Overview

SAE techniques can be considered as extensions of the survey estimation techniques that only use the sample data to produce estimates. Note that we include model assisted techniques such as the Generalized Regression (GREG) estimator in this category. These are often referred to as the direct estimates. In some applications, sample sizes are not large enough to produce reliable direct estimates for the domains of interest. In these situations, one possible way to improve the domain level estimates is to use SAE techniques which require availability of auxiliary information. Depending on the SAE method used, the auxiliary information needs to be available at the domains aggregated level or for non-sampled observations in the target population. SAE techniques produce modeled estimates of parameters of interest. There are two main categories of SAE methods that are the area level and the unit level, discussed in this tutorial.

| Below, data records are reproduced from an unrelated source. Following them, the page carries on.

PR #1047, opened 2025-08-12
new matching algo fixes

apollo-sturdy:


larry0x:
SUMMARY

1. When reading market orders from storage, instead of collecting them into a

   ```rust
   Vec<(Price, MarketOrder)>
   ```

   collect into a 

   ```rust
   BTreeMap<(Price, OrderId), MarketOrder>
   ```

   The `Price` in the map key ensures the orders are sorted by price. The order ID suffix is necessary because there may be multiple orders of the same price.

2. When creating a market order, apply bitwise NOT to the order ID, same as we do for limit orders. This ensures that for market orders of the same price, the older one is prioritized.

3. Fixes the issue that for partially filled or unfilled market orders, the unused deposit isn't refunded.

4. Add `created_at_block_height` field to `MarketOrder`. This ensures that market orders are properly charged trading fee. Since a market order is always created at the current block, it's always charged the taker fee.

PR #1, opened 2023-07-26
Initial commit

antarcticrainforest:
This is my initial attempt at creating a unified databrowserAPI. I am open for discussions.


pyproject.toml
Karinon, line 1: Add `rich` to the dependencies. It was not installed on my computer

Karinon (changes requested):
I have issues with the flavour:

```
localhost:7777/metadata_search/freva/file?flavour=cmip6
```

returns 

```
  File "/home/afast/miniconda3/envs/python311/lib/python3.11/site-packages/fastapi/routing.py", line 163, in run_endpoint_function
    return await dependant.call(**values)
           ^^^^^^^^^^^^^^^^^^^^^^^^^^^^^^
  File "/home/afast/workspace/FREVA/github-freva/databrowserAPI/src/databrowser/run.py", line 140, in metadata_search
    solr_search = SolrSearch(
                  ^^^^^^^^^^^
TypeError: databrowser.core.SolrSearch() got multiple values for keyword argument 'flavour'
```

Same happens for `uniq_keq`

antarcticrainforest:
> I have issues with the flavour:
> 
> ```
> localhost:7777/metadata_search/freva/file?flavour=cmip6
> ```
> 
> returns
> 
> ```
>   File "/home/afast/miniconda3/envs/python311/lib/python3.11/site-packages/fastapi/routing.py", line 163, in run_endpoint_function
>     return await dependant.call(**values)
>            ^^^^^^^^^^^^^^^^^^^^^^^^^^^^^^
>   File "/home/afast/workspace/FREVA/github-freva/databrowserAPI/src/databrowser/run.py", line 140, in metadata_search
>     solr_search = SolrSearch(
>                   ^^^^^^^^^^^
> TypeError: databrowser.core.SolrSearch() got multiple values for keyword argument 'flavour'
> ```
> 
> Same happens for `uniq_keq`

Good catch, those are path variables. If you give them as query parameters it'll fail. We can throw a meaningful error or silently try to pop the keys from the query params. Would a meaningful error message be better to teach people how to use it?

Karinon:
As already mentioned, I actually don't like the "ignore keys"-way. Meaningful error messages would be nice.

Karinon:
Another thing: I assume, that I will use the flavor-Thing always with `translate=false` on. I just tried it out on nextgems. It works on the facets (e.g. "ensembles" stay "ensembles" like in freva). But you still give me the translated primary facets. I would strongly prefer that the primary facets will not be translated as well. Otherwise you will force me to do some very ugly JSON-transformations.

Only thing I expect to change with `translate=false` ist the `facet_mapping`-Object

Karinon:
Two more things:

- `variables` is not a primary facet, I think it should be
- I would like to have the possibility to reduce the shown facets. The plugin-setup typically just queries a single facet like 'show me everything from facet `project` where the following search criteria are true'. This is not possible with the current API. Of course I could just filter it client-side but I don't want to as it wasted resources for nothing.

Karinon (approved):
LGTM

PR #50, opened 2024-07-24
Introduce exclusive search

antarcticrainforest:
As we discussed earlier. The restAPI is not able to perform a search the should NOT include certain values. This addresses this.

The old API realised an exclusive search by using `<facet_name>_not_=value`. I figured that it is more straightforward and allow for a more fine-grained search if we used normal lucene syntax. That is `facet_name=-value` or `facet_name=not value` or `facet_name=!value`. That way we don't have to deal with the facet checker.

If on the other hand, anyone says we should have the old way `<facet_name>_not_=value` please shout now.


freva-rest/src/databrowser_api/core.py
```diff
@@ -753,6 +764,28 @@ async def init_stream(self) -> Tuple[int, SearchResult]:
...
+        self, key: str, facets: List[str]
+    ) -> Tuple[str, str]:
+        """Create lucene search contain and NOT contain search queries"""
+
+        negative, positive = [], []
+        for search_value in facets:
+            if key not in self.uniq_keys:
+                search_value = search_value.lower()
+            if search_value.lower().startswith("not "):
+                search_value = "-" + search_value.lstrip("NOT ").lstrip("not ")
```
eelucio, line 777: should not be
```python
                negative.append(search_value.lstrip("NOT ").lstrip("not "))
```
instead ?

freva-rest/src/databrowser_api/core.py
```diff
@@ -753,6 +764,28 @@ async def init_stream(self) -> Tuple[int, SearchResult]:
...
 
+    def _join_facet_queries(
+        self, key: str, facets: List[str]
+    ) -> Tuple[str, str]:
+        """Create lucene search contain and NOT contain search queries"""
+
+        negative, positive = [], []
+        for search_value in facets:
+            if key not in self.uniq_keys:
+                search_value = search_value.lower()
```
eelucio, line 775: what happens with this case, is it lost? Could this be:
```python
                positive.append(search_value.lower())
```

instead?

freva-rest/src/databrowser_api/core.py
```diff
@@ -762,13 +795,11 @@ def _get_url(self) -> tuple[str, Dict[str, Any]]:
...
-            else:
-                search_value = " OR ".join(map(str.lower, value))
-            for char in self.escape_chars:
-                search_value = search_value.replace(char, "\\" + char)
-            query.append(f"{key.lower()}:({search_value})")
+            query_pos, query_neg = self._join_facet_queries(key, value)
+            if query_pos:
+                query.append(f"{key.lower()}:({query_pos})")
+            if query_neg:
+                query.append(f"-{key.lower()}:({query_neg})")
```
eelucio, line 802: I do not get it, if the negation is done in https://github.com/FREVA-CLINT/freva-nextgen/blob/668fcc086d72322d3047254819266b18f43d2025/freva-rest/src/databrowser_api/core.py#L777
what happens if you do it again here
```python
            if query_neg:
                query.append(f"-{key.lower()}:({query_neg})")
```

I added to query_neg so it would strip either not, NOT, ! or - 
and then add that minus to the query itself

docs/source/databrowser/cli.rst
```diff
@@ -108,10 +108,10 @@ There are many more options for defining a value for a given key:
 |                                                 | attribute1 AND value2  |
 |                                                 | for attribute2         |
 +-------------------------------------------------+------------------------+
-| ``attribute_not_=value``                        | Search for files NOT   |
+| ``attribute=-value`` ``attribute=not value``    | Search for files NOT   |
 |                                                 | containing value       |
 +-------------------------------------------------+------------------------+
-| ``attribute_not_=value1 attribute_not_=value2`` | Search for files       |
+| ``attribute=-value1 attribute=not value2``      | Search for files       |
```
eelucio, line 114: sorry for this dumb question, but has been the cli (freva core) changed so that is reflected? or does it go independently?

eelucio (changes requested):
I may be wrong but I think there is one small issue there.

on the other hand I do not think the syntax change in the cli will be breaking much (I would pressume that this is a fairly unused capability)

docs/source/databrowser/cli.rst
```diff
@@ -108,10 +108,10 @@ There are many more options for defining a value for a given key:
 |                                                 | attribute1 AND value2  |
 |                                                 | for attribute2         |
 +-------------------------------------------------+------------------------+
-| ``attribute_not_=value``                        | Search for files NOT   |
```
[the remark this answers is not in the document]
MoSHad91: and yes, it seems it covers curly braces for neg as well: https://github.com/FREVA-CLINT/freva-nextgen/blob/contains-not/freva-rest/src/databrowser_api/core.py#L786

MoSHad91 (approved):
this is one just a comment on the already developed part which has not been documented ... lgtm🚀

freva-rest/src/databrowser_api/core.py
antarcticrainforest: We don't need that. because `search_value` is already transformed to lowercase when the search key is not file or uri. We do that because files/uri stored without making the lowercase (we need to access them)

freva-rest/src/databrowser_api/core.py
antarcticrainforest: Yes, I know the logic is kind of awkward. The idea is to replace leading *not*'s by leading -. I guess I could aswell do it like this:

```python
if search_value.lower().startswith("not "):
    negative.append(search_value.lstrip("NOT ").lstrip("not "))
elif search_value[0] in ("!", "-"):
     negative.append(search_value.lstrip("!").lstrip("-"))
else:
     positive.append(search_value)

```

freva-rest/src/databrowser_api/core.py
antarcticrainforest: We are not doing it again. My idea was to collect negative search statements (searches that should NOT contain the search result) and positive ones (facets that should contain search results). Once we have those we need to translate this to lucene syntax. Unfortunately, this doesn't work in lucene:

`{"fq": "project":"-cmip6"} ` it needs to be `{"fq":"-project":"cmip6"}`.

I am not super happy about this but there is nothing we can do.

In my opinion, something like project=-cmip6 is easy to understand and it is easier to implement than putting the not condition to the search key, because this: -project=cmip6 doesn't work in python nor at the cli. I guess this is why the old system had the` _not_ `construct. project_not_ = cmip.


We can reintroduce this for the sake of backward compatibility. But then we'd have to change the facet checker. Might not be a big deal though? Any opnios @MoSHad91 @eelucio

docs/source/databrowser/cli.rst
antarcticrainforest: That's a very good question. No, it hasn't yet. I think we should switch to using the databrowser api also in the old freva core.

antarcticrainforest:
I've also added the `facet_not_=value` construct back to the code. So there is nothing to be done from the plugin side.

The side effect it that it doesn't matter where the `_not_` is located so `_not_facet=value` or `facet_not_=value` will have the same effect even `fa_not_cet=value` if you think that is problematic let me know.

eelucio:
LGTM!

One last dumb minor question:

Is there any reason why you define a function [`foreward_lookup()`](https://github.com/FREVA-CLINT/freva-nextgen/blob/contains-not/freva-rest/src/databrowser_api/core.py#L263) instead of e.g. `forward_lookup()`

If I want to do some minor typo correction should I open a new branch once this is merge, or wait untill all is merge?

eelucio:
> I've also added the `facet_not_=value` construct back to the code. So there is nothing to be done from the plugin side.
> 
> The side effect is, that it doesn't matter where the `_not_` is located so `_not_facet=value` or `facet_not_=value` will have the same effect even `fa_not_cet=value` if you think that is problematic let me know.

The fact that we have some facets written with underscore e.g. [`file_no_version` in the managed schema](https://github.com/FREVA-CLINT/freva-service-config/blob/main/solr/managed-schema.xml#L65) should not be a problem, right?

I guess that for the future we will just need to be sure that nobody enters a facet that has a `_not_` in between the name
as the above mentioned param is dangerously close to this statement. But as far as I know it was not searchable, right?


otherwise LGTM!

one (very) minor comment:
is there any reason why there is a function called [`foreward_lookup()`](https://github.com/FREVA-CLINT/freva-nextgen/blob/contains-not/freva-rest/src/databrowser_api/core.py#L263) (old english) instead of `forward_lookup()`? I hope the typo correctors do not change it automatically 

and one last one, shall I'd like to correct some typos (e.g. in docstrings etc.) should I wait until many other branches are merged?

Section 1: Area level modeling
Section 2: Unit level modeling

Generalized linear mixed model are the statistical framework used to develop the SAE methods, for an introduction to GLMM see McCulloch, Searle, and Neuhaus (2008). For a comprehensive review of the small area estimation models and its applications, see Rao and Molina (2015).

References

McCulloch, C E, S R Searle, and J M Neuhaus. 2008. Generalized, Linear, and Mixed Models. New York: John Wiley; Sons.
Rao, J. N. K., and I Molina. 2015. Small Area Estimation, 2nd edn. John Wiley & Sons, Hoboken, New Jersey.